Measure of TIS utilization
We developed a new measure of adherence with TIS to reflect the unique administration of this therapy as a cycle of 28 days on therapy and 28 days off therapy. Adherence was calculated as the sum of the days' supply dispensed during the year divided by 56. Overall adherence categories were defined as: low utilization ≤ 2 cycles, medium utilization > 2 to < 4 cycles, and high utilization ≥ 4 cycles. These categories were defined with clinician input and review of TIS utilization data in the hypothesis generating phase of this study. Adherence, as defined by these annual utilization thresholds, was measured only during the first year of observation, and did not include extemporaneously compounded aerosolized tobramycin.
Measures of health care utilization
Health care utilization was extracted from all-cause medical claim encounters. Hospitalization was determined by any admission to an inpatient care setting. Total costs were summed over the year and categorized into two main settings of care (i.e., inpatient care and outpatient care), and prescription drugs. We inflated the health care cost values to the year 2006 using factors from the US Bureau of Labor Statistics current data on the consumer price index .
Demographic and Health Measures
We evaluated demographic characteristics, including age, gender, and the 4 U.S. geographic regions of residence (i.e., Northeast, Midwest, South, and West), and type of health insurance plan (i.e., comprehensive, health maintenance organization, preferred provider organization, and other). In addition, we examined the claims data of each individual for primary and secondary diagnoses indicating selected comorbidities. A total burden of comorbidity score was calculated using the Diagnostic Cost Group Hierarchical Condition Category (DCG/HCC) classification system (DxCG, Boston, MA) . The DCG/HCC model produces a risk score for each person based on the presence of 189 medical conditions in the diagnosis fields of claims records. The model uses diagnoses from all sites of service and imposes hierarchies on the resulting condition categories prior to calculating risk scores. The hierarchies identify the most costly manifestation of each distinct disease and decrease sensitivity of the DCG/HCC models to coding idiosyncrasies. For ease of interpretation, we normalized the individual's scores by the population average score, and categorized the study population into two groups, those with less than or average (for the general population) comorbidity risk and those with higher than average risk. In the general population, the DCG/HCC has shown good predictive validity for death, hospitalization, and health care expenditures . In addition, we searched for two CF-related diagnoses, not included in the comorbidity score, P. aeruginosa (ICD-9 codes 277.02, 041.7) and Failure to Thrive/Growth Failure (ICD-9 codes 783.41, 783.43).

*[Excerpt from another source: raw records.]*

PR #765, opened 2021-12-02
feat: add `just` spec

SeparateRecords:
Adds the `just` spec (https://github.com/casey/just)
`just` is a task runner, similar in usage to `make` but focused on running tasks instead of being a build system.
You can create a "justfile" and invoke any amount of "recipes". These recipes can also take arguments (see below).

**Additional info:**
Relevant issue: withfig/fig#638
TL;DR: Fig doesn't have a way to model this behaviour natively, so it all has to be implemented in a generator. I've gone to great lengths to make things "just work" 😉

Current to-do:
- [x] Suggest aliases in args generator
- [x] Factor out args generator into functions
- [x] Use said functions in the other generators
- [x] Re-write comments for clarity

Default justfile

Aliases work too

Specified justfile

Set variables

### DIFF
--- a/src/just.ts
+++ b/src/just.ts
@@ -64,7 +64,7 @@ interface Binding {
  * - `--justfile=name`
  */
 function getJustfilePath(tokens: string[]): string | null {
-  const flagRe = /^(-[A-Za-eg-z]*?f=?|--justfile(?:=|\b))/;
+  const flagRe = /^(-[A-Za-eg-z]*f=?|--justfile(?:=|$))/;
   for (const [index, token] of tokens.entries()) {
     const match = token.match(flagRe);
     if (match === null) {
--- a/src/just.ts
+++ b/src/just.ts
@@ -81,15 +81,14 @@ function getRecipeSuggestions(
   for (const [name, recipe] of Object.entries(justfile.recipes)) {
     suggestions.push({
       name,
-      displayName: showRecipeParameters
-        ? getRecipeNameWithParams(recipe)
-        : name,
-      description: recipe.doc ?? "recipe",
+      displayName: showRecipeParameters ? formatPrettyRecipeName(recipe) : name,
+      description: recipe.doc ?? "Recipe",
       icon: "fig://icon?type=command",
     });
   }
 
-  // Now the aliases. Like the git aliases, these don't list their usage
+  // Now the aliases. Like the git aliases, these don't list their usage.
+  // Also like with the git spec, these use the commandkey icon.
   for (const [name, alias] of Object.entries(justfile.aliases)) {
     suggestions.push({
       name,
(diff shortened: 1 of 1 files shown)


src/just.ts
```diff
@@ -0,0 +1,507 @@
...
+  args: {
+    // This would normally say "recipes" but because this is also used
+    // for the recipes' arguments it needs to be more generic.
+    name: "args",
+    isVariadic: true,
+    isOptional: true,
+    optionsCanBreakVariadicArg: false,
+    generators: {
+      // TODO: Check if this is necessary
+      trigger: " ",
```
SeparateRecords, line 439: Is this necessary? I was under the (possibly incorrect) impression that generators are run once per token by default if not specified otherwise

import-brain (approved):
LGTM, I'm just not sure if that whitespace trigger is necessary.

SeparateRecords:
> LGTM, I'm just not sure if that whitespace trigger is necessary.

I didn't think so either but wasn't 100% sure, thanks for the second opinion 😊

import-brain:
> > LGTM, I'm just not sure if that whitespace trigger is necessary.
> 
> I didn't think so either but wasn't 100% sure, thanks for the second opinion 😊

To be honest, I'm not sure either, but if the whitespace is necessary, you can always revert commit fce4a9e and force push here :)

src/just.ts
```diff
@@ -0,0 +1,541 @@
...
+    } else if (parameter.kind === "star") {
+      parts.push(`[${parameter.name}...]`);
+    } else {
+      console.error(`Unreachable: unknown kind '${parameter.kind}'`);
+    }
+  }
+  return parts.join(" ");
+}
+
+interface RecipeArityMapping {
```
QuiiBz, line 152: Any reason why using an `interface` here, but `type` above?

src/just.ts
```diff
@@ -0,0 +1,541 @@
...
+        ],
+      },
+    },
+    {
+      name: ["-c", "--command"],
+      insertValue: "--command '{cursor}'",
+      description:
+        "Run an arbitrary command with the working directory, .env, overrides, and exports",
+      args: {
+        name: "command",
```
QuiiBz, line 240: I think we can add the [`isCommand`](https://fig.io/docs/reference/arg#iscommand) flag here

QuiiBz (changes requested):
Didn't know `just`, that looks really cool.

src/just.ts
SeparateRecords: There was a reason but it's not relevant anymore, I'll make it consistent with `interface` where possible

src/just.ts
SeparateRecords: Totally right! I'll add that.

SeparateRecords:
Realised there's another opportunity to make things simpler. Will implement that right now!

src/just.ts
SeparateRecords: Finally figured out how to word my rationale! It was gnawing at me all day, I just couldn't put it into words haha

I use `interface` when I'm planning on implementing a type, but if it's to model something external (eg data from an API or CLI) then I use `type`.

That distinction doesn't matter at all but that's what I do in my own projects, so it's habit 😁

fedeci (approved):
Thanks!

import-brain (approved):

SeparateRecords:
Just want to check, is there something holding this up from being merged?

mschrage:
Looks good to me! Let's get this merged 🤩

PR #778, opened 2021-12-09
Add spec for Atlassian's @forge/cli

slatlasdev:
Feature

Support for Atlassian's @forge/cli
https://www.npmjs.com/package/@forge/cli
https://developer.atlassian.com/platform/forge/getting-started/

**Additional info:**

I am an Atlassian developer, working on this project for our hackathon. 
I can confirm this is up to date with the latest version of the tool.


src/forge.ts
```diff
@@ -0,0 +1,699 @@
...
+          name: ["-h", "--help"],
+          description: "Display help for command",
+          priority: 49,
+        },
+      ],
+      args: {
+        name: "install|uninstall",
+        suggestions: ["install", "uninstall"],
+      },
+    },
```
fedeci, line 25: Is this the command used to generate the spec? If it is it should be removed.

src/forge.ts
```diff
@@ -0,0 +1,699 @@
+// This spec is automatically generated by a customised version of @withfig/commander
+
+const completionSpec: Fig.Spec = {
+  name: "",
```
fedeci, line 4:
```suggestion
  name: "@forge/cli",
```

fedeci (approved):
Thanks! I am interested in what you have improved in @withfig/commander, it would be cool to eventually add the changes to the main tool too!

mschrage:
Hey @slatlasdev! Thank you so much for contributing. It's super cool that this was your hackathon project! I hope the team likes it.  🥳✨ 

Also, I'm really curious if you can imagine Fig improving the internal development experience at Atlassian? Are there any internal scripts or CLI tools that your team uses regularly?

(My co-founder, @brendanfalk, is from Australia as well and is a huge Atlassian fan!)

src/forge.ts
slatlasdev: This command is used to install the bash/zsh autocompletions. As Fig is also doing this, I have moved this command to lowest priority in my new PR https://github.com/withfig/autocomplete/pull/781

slatlasdev:
Hi @mschrage I'm a big fan of thing so far and I've been trying to spread the word internally.

This is definitely a tool I can see improving our developer experience. I wanted to start off with forge as it is a public facing tool so we could get the best benefit from it, but there are many other internal tools that I would love to add as well.

I just made a couple tweaks as suggested in this PR which I've added to another PR here: https://github.com/withfig/autocomplete/pull/781

There are some improvements I'd like to add to `@withfig/commander`, starting with the simplest https://github.com/withfig/autocomplete-tools/pull/26

Other custom modifications I made for this project were:
- Auto capitalising descriptions, as this is enforced by ESLint
- Converting certain arrays to scalars when there's only one item, as enforced by ESLint (is this strictly necessary? I know it makes it slightly cleaner to look at but adds more type juggling)
- Setting `.hidden` to true, or removing a command entirely (not sure which is better atm) when `cmd._hidden` is true in Commander
- When an argument has multiple options, eg `<install|uninstall>` adding both `install` and `uninstall` as options to the `arg.suggestions`. This use of the pipe might be specific to our use case and not a commander thing so not sure if it would make sense to include generally or not.

fedeci:
Great to hear your thoughts here @slatlasdev!
- I 100% understand it is super annoying to see eslint complaining about every single stupid thing like non-capitalized descriptions or one-item-arrays but we choose to standardize some aspects of the repo so that everything looks more cleaner and organized.
- About commander we chose to set the `.hidden` flag to true when cmd._hidden is true because even if the command should not be listed it is still available. We can add some kind of setting to change this behaviour in the @withfig/commander integration though!
- Concerning the multiple args I personally see those more like subcommands than as arguments, am I right?

slatlasdev:
- Hmm, that's odd, I was running `lint:fix` and those capitalisation/array issues still remained, hence why I had to modify the generation script 🤔 
- I couldn't see @withfig/commander setting the `.hidden` flag [currently](https://github.com/withfig/autocomplete-tools/blob/main/packages/commander/src/index.ts#L139), is this something that's in the pipeline? But yes, I think this makes sense and is as good as removing the command.
- Ahh yes, this is a good point, it seems like they should be subcommands instead. It looks like we need to modify our usage of commander rather than changing the generation script.

slatlasdev:
Created https://github.com/withfig/autocomplete-tools/pull/27/ for the hidden change

fedeci:
- That's strange because we set the fixer for conventional descriptions https://github.com/withfig/autocomplete-tools/blob/main/packages/eslint-plugin-fig-linter/rules/conventional-descriptions.js, I will need to investigate this issue!
- Oops, probably hidden is set in the oclif integration? So many to handle that I can't remember anything😅

PR #787, opened 2021-12-13
Add `git blame` support

a7med-mahmoud:
### **What kind of change does this PR introduce? (Bug fix, feature, docs update, ...)**
Feature

### **What is the current behavior? (You can also link to an open issue here)**
Fig doesn't have completion for the `git blame` subcommand.

### **What is the new behavior (if this is a feature change)?**
Fig has great support for the `git blame` subcommand.

### DIFF
--- a/src/git.ts
+++ b/src/git.ts
@@ -608,6 +608,151 @@ const completionSpec: Fig.Spec = {
   ],
   subcommands: [
     {
+      name: "blame",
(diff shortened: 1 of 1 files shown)


mschrage (approved):
This looks great @a7med-mahmoud! Can't believe we missed the `blame` subcommand.

PR #788, opened 2021-12-14
updated lint

queilawithaQ:
changed ubuntu to macos.


fedeci (commented):
It doesn't change anything for the linting process and ubuntu is:
- More available on gh servers
- Probably faster than macos

Thanks for your proposal but I am gonna close this one!

Issue #791, opened 2021-12-16
Add extension option to filepath template


a7med-mahmoud:
It would be great if I can use the filepath template in the spec and choose a specific file extension to target.

mschrage:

For the statistical analyses, we calculated means, frequency distributions and 95% confidence intervals, and tested group differences using chi-squares and t-tests at the p < 0.05 level. We reported medians and interquartile ranges for all expenditures and used logistic regressions to estimate the probability of hospitalization.
All statistical analyses were carried out with the SAS 9.1.3 (SAS Institute, Inc., Cary, North Carolina). Additionally, this study received an exemption waiver from the University of Massachusetts's Institutional Review Board for the use of previously collected and de-identified data.